Amino acid-deriving chiral polymers with potential for biotechnological applications

Polyamidoamines (PAAs) represent a well-known family of soluble synthetic functional polymers with a recognized potential for biotechnological applications. PAAs are obtained by stepwise Michael-type polyaddition of prim-monoamines or sec-diamines with bisacrylamides. The reaction occurs in aqueous solution at pH = 8–9 and at room temperature. By using α-amino acids as monomers, poly(amidoaminoacid)s (PAACs) are obtained. PAACs maintain the chirality and the amphoteric properties of the starting monomers.

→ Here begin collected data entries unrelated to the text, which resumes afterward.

PR #9820, opened 2022-07-22
Remove closed skip Bug 1735540 - Virt-who-config for kubevirt does not support in API and hammer CLI

yanpliu:
Hey, 
Bug 1735540 - Virt-who-config for kubevirt does not support in API and hammer CLI is closed on Satellite6.11. so remove the skip  case step

### DIFF
--- a/tests/foreman/virtwho/cli/test_kubevirt.py
+++ b/tests/foreman/virtwho/cli/test_kubevirt.py
@@ -48,7 +48,6 @@ def virtwho_config(form_data, target_sat):
     return target_sat.cli.VirtWhoConfig.create(form_data)['general-information']
 
 
-@pytest.mark.skip_if_open('BZ:1735540')
 class TestVirtWhoConfigforKubevirt:
     @pytest.mark.tier2
     def test_positive_deploy_configure_by_id(


shweta83 (approved):
Ack

yanpliu:
> ACK, based on BZ, it seems that it existed on older versions, so including the NoCherrypick label, @yanpliu please feel free to correct

@Gauravtalreja1 I want to know how to dell with the bug which status is closed. For fixed version such as Satellite6.11 and Satellite6.12 branch ,how to resolve it ? For which is existed older versions, how to resolve it? As you known ,the automation throw error "INTERNALERROR> requests.exceptions.HTTPError: 400 Client Error: Bad Request for url: https://bugzilla.redhat.com/rest/bug?id=1735540&include_fields=id%2Csummary%2Cstatus%2Cresolution%2Ccf_last_closed%2Clast_change_time%2Ccreation_time%2Cflags%2Ckeywords%2Cdupe_of%2Ctarget_milestone%2Ccf_clone_of%2Cclone_ids%2Cdepends_on"

ColeHiggins2 (approved):

mshriver:
@yanpliu That is handled via the branches in robottelo used to test the respective version of satellite.

The master branch right now is used for 6.11 and 6.12 (6.11 branch coming soon). Removing this skip marker will start to execute the test against 6.11 and 6.12 in pipelines. The mark will still be in the 6.10 branch, and the test will continue to skip when run against 6.10 z-stream builds. If the fix is backported to 6.10, then the mark needs removed there too.

yanpliu:
> @yanpliu That is handled via the branches in robottelo used to test the respective version of satellite.
> 
> The master branch right now is used for 6.11 and 6.12 (6.11 branch coming soon). Removing this skip marker will start to execute the test against 6.11 and 6.12 in pipelines. The mark will still be in the 6.10 branch, and the test will continue to skip when run against 6.10 z-stream builds. If the fix is backported to 6.10, then the mark needs removed there too.

@mshriver Thank you very much for your explanation, it makes me clearly.

PR #9834, opened 2022-07-26
Round correctly, i.e. to 2 significant digits

lhellebr:
This is what is actually done in Satellite


tests/foreman/ui/test_computeresource_vmware.py
```diff
@@ -17,6 +17,7 @@
 :Upstream: No
 """
 from random import choice
+from math import log10, floor
```
mshriver, line 20: This fails pre-commit, our import hook only allows one import per line.

mshriver (approved):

In previous works, the PAAC obtained from the reaction of L-arginine and N,N’-methylenebisacrylamide, proved highly citycompatible with IC50 ≥ 8 mg/mL.[1] Cell internalization studies in Balb/3T3 cells demonstrated its preferential localization in the perinuclear region. Amphoteric PAAC isomers, named (D)-,(L)- and (D,L)-ARGO7, were synthesized at 50°C with 58% yield, Mn = 8500 and PDI = 1.40. Their β corrected pKa1 (COOH) and pKa2 (main chain tert-amine) values were evaluated using the modified Henderson-Hasselbach equation. Both β constants indicate deviation from the ideal behaviour, more pronounced for the carboxyl group. ARGO7 species distribution indicated isolectric point ≈10 and +0.25 net average charges per repeating unit at pH 7.4. The secondary structure in aqueous solution was studied by recording ARGO7 circular dichroism (CD) spectra at different pH values. Spectra showed pH-dependent bands in the 200-340 nm region with maximum values at 280 nm and strong absorption at pH>6.5. The (D)- and (L)- isomers had mirror-like CD spectra. The pH-dependent conformation and the high cytocompatibility of ARGO7 polymers let envisage a potential for stereochemical-governed intracellular localization and interactions with biocell components.